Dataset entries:
____

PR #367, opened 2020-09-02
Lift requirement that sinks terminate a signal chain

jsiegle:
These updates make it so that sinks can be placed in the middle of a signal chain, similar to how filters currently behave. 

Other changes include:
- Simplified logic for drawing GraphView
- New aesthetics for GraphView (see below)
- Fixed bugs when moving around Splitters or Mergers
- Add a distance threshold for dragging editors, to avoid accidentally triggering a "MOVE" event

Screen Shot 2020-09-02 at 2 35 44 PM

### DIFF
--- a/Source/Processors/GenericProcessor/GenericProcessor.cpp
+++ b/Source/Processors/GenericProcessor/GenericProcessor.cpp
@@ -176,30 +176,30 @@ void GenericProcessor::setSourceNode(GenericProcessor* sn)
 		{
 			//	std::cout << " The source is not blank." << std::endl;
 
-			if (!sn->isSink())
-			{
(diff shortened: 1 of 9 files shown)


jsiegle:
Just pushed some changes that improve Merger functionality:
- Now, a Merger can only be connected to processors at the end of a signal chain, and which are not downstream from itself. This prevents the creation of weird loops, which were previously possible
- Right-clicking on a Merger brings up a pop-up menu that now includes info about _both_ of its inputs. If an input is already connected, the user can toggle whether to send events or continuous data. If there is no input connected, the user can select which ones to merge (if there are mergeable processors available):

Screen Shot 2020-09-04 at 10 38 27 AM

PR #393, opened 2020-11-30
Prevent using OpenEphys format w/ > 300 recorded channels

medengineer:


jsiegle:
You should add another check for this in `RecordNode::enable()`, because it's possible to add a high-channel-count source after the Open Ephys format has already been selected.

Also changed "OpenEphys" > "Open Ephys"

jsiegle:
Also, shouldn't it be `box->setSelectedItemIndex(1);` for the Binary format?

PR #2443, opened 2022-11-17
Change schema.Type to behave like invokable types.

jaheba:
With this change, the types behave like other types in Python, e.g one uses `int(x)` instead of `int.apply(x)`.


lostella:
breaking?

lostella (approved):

____

(WORK REQUIRED) Copy every record verbatim.

(PROBLEM SOLUTION)
PR #367, opened 2020-09-02
Lift requirement that sinks terminate a signal chain

jsiegle:
These updates make it so that sinks can be placed in the middle of a signal chain, similar to how filters currently behave. 

Other changes include:
- Simplified logic for drawing GraphView
- New aesthetics for GraphView (see below)
- Fixed bugs when moving around Splitters or Mergers
- Add a distance threshold for dragging editors, to avoid accidentally triggering a "MOVE" event

Screen Shot 2020-09-02 at 2 35 44 PM

### DIFF
--- a/Source/Processors/GenericProcessor/GenericProcessor.cpp
+++ b/Source/Processors/GenericProcessor/GenericProcessor.cpp
@@ -176,30 +176,30 @@ void GenericProcessor::setSourceNode(GenericProcessor* sn)
 		{
 			//	std::cout << " The source is not blank." << std::endl;
 
-			if (!sn->isSink())
-			{
(diff shortened: 1 of 9 files shown)


jsiegle:
Just pushed some changes that improve Merger functionality:
- Now, a Merger can only be connected to processors at the end of a signal chain, and which are not downstream from itself. This prevents the creation of weird loops, which were previously possible
- Right-clicking on a Merger brings up a pop-up menu that now includes info about _both_ of its inputs. If an input is already connected, the user can toggle whether to send events or continuous data. If there is no input connected, the user can select which ones to merge (if there are mergeable processors available):

Screen Shot 2020-09-04 at 10 38 27 AM

PR #393, opened 2020-11-30
Prevent using OpenEphys format w/ > 300 recorded channels

medengineer:


jsiegle:
You should add another check for this in `RecordNode::enable()`, because it's possible to add a high-channel-count source after the Open Ephys format has already been selected.

Also changed "OpenEphys" > "Open Ephys"

jsiegle:
Also, shouldn't it be `box->setSelectedItemIndex(1);` for the Binary format?

PR #2443, opened 2022-11-17
Change schema.Type to behave like invokable types.

jaheba:
With this change, the types behave like other types in Python, e.g one uses `int(x)` instead of `int.apply(x)`.


lostella:
breaking?

lostella (approved):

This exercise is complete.